PR #194, opened 2016-02-05
Deprecate cycle()

briancavalier:
It doesn't seem to be useful.  If there's a need for it, it could be published as a separate package.

We can release 0.18.1 with the deprecation, and remove it in 0.19.0.


TylorS:
I agree with it not being very useful. :+1:  for deprecation

davidchase:
and since you can build it yourself with `continueWith` theres no reason to keep it :100:

PR #195, opened 2016-02-11
Update reqr.es links in example.

jeffutter:
It looks like reqr.es has done away and the project is now hosted at reqres.in . I'm not sure what the api returned before - I'm assuming it is similar.


briancavalier:
Nice catch, @jeffutter.  Thank you!

PR #199, opened 2016-02-25
Fix scheduler task cancelation bug

### LINKED ISSUE #197: sampleWith breaks when value stream is debounced
`sampleWith` stops sampling events in my current project after one of the input streams changes. The stream transformation looks something like this:

```js
const coordinateStream = most.combineArray(
    (gridSize, viewport, center, zoom) => calculateCoordinates({ gridSize, ...viewport, center, zoom })
  , [gridSizeStream, viewportStream, centerStream, zoomStream]);

const brokenStream = most.combine(
    (init, coordinates) => ({ init, coordinates })
  , initStream, coordinateStream)
  .map(transformation1)
  .map(transformation2)
  .sampleWith(most.periodic(1000))
  .skipRepeats();
```

The weird thing is that it works when `centerStream` or `zoomStream` emit events, but it breaks as soon as `viewportStream` does. I’ve tapped into `brokenStream` before and after `sampleWith` to see if it receives new and correct values and it does, but it just stops sampling when `viewportStream` emits a new event. Removing `sampleWith` fixes the problem, but obviously results in a stream that does emit values more than once a second.

The description might be too quite vague, but I’m not sure what other information I can give that is helpful. Any ideas?

briancavalier:
Fix subtle bug in scheduler task cancelation.

Fix #197

### DIFF
--- a/lib/scheduler/Scheduler.js
+++ b/lib/scheduler/Scheduler.js
@@ -66,7 +66,7 @@ Scheduler.prototype.periodic = function(period, task) {
 
 Scheduler.prototype.schedule = function(delay, period, task) {
 	var now = this.now();
-    var st = new ScheduledTask(now + Math.max(0, delay), period, task, this);
+	var st = new ScheduledTask(now + Math.max(0, delay), period, task, this);
 
 	insertByTime(st, this._tasks);
 	this._scheduleNextRun(now);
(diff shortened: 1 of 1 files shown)


unscriptable:
tricky! :)

PR #203, opened 2016-03-04
Fix scheduler cancelAll

briancavalier:
Fix for case that could cause cancelAll to remove the wrong tasks from the scheduler queue.

Couple other small improvements:

1. Use new, safer `tryDispose` in mergeConcurrently.
2. Cancel scheduled task wrapper in ValueSource, instead of only disposing the task itself.  Canceling the scheduled task wrapper removes it from the scheduler *and* disposes the underlying task.

### DIFF
--- a/lib/combinator/mergeConcurrently.js
+++ b/lib/combinator/mergeConcurrently.js
@@ -51,7 +51,7 @@ Outer.prototype._startInner = function(t, stream) {
 
 Outer.prototype.end = function(t, x) {
 	this.active = false;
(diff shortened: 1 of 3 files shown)


briancavalier:
@xgrommx Could you try this branch in with your `spawn` implementation?  The issue you were seeing seems to have been related to delayed events, rather than with concatMap.  Let me know if this branch works for you.  Thanks!

briancavalier:
Confirmed with @xgrommx via gitter that this is working.  Merging.

PR #205, opened 2016-03-08
Simplify fromPromise using awaitPromises+just.

### LINKED ISSUE #201: sample + fromPromise depends on order
It looks like the order of streams passed to `sample` matters if one or more of them are promises. In the second case `forEach` is never called.

Example:

```js
  describe('most.js/sample-test', () => {
    it('works', (done) => {
      const stream = most.just(1);
      const promise = Promise.resolve(2);
      const sample = most.just(3);

      stream
        .sample((...args) => args, most.fromPromise(promise), sample)
        .forEach(value => assert.ok(value));
    });

    it('does not work', (done) => {
      const stream = most.just(1);
      const promise = Promise.resolve(2);
      const sample = most.just(3);

      stream
        .sample((...args) => args, sample, most.fromPromise(promise)) // order has changed here
        .forEach(value => assert.ok(value));
    });
  })
```

Is this supposed to work like that? I’ve tried it with multiple promises as well. It only works if all promises come first. As soon as one stream comes before one of the promises the stream never emits a value like above.

briancavalier:
This stabilizes sample() and the interaction between `fromPromise()` with *already-fulfilled* promises and `just()`.

[Read this](https://gist.github.com/briancavalier/a27ddc247dd118ae5508) for more information.  It's not clear yet whether this is the best long term solution.  However, it seems reasonable for now, and deletes far more code than it adds.

Close #201

### DIFF
--- a/lib/combinator/promises.js
+++ b/lib/combinator/promises.js
@@ -4,6 +4,7 @@
 
 var Stream = require('../Stream');
 var fatal = require('../fatalError');
+var just = require('../source/core').of;
 
 exports.fromPromise = fromPromise;
 exports.awaitPromises = awaitPromises;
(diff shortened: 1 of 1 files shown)


briancavalier:
Gonna merge this, since it causes the desired effect *and* simplifies a big chunk of code.  It may not be the ultimate solution, but we can improve/revisit it if necessary.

## Task description
The word "solution" occurs on some lines of the entries. Work out how many such lines there are and reply with the number alone.

## Answer box
2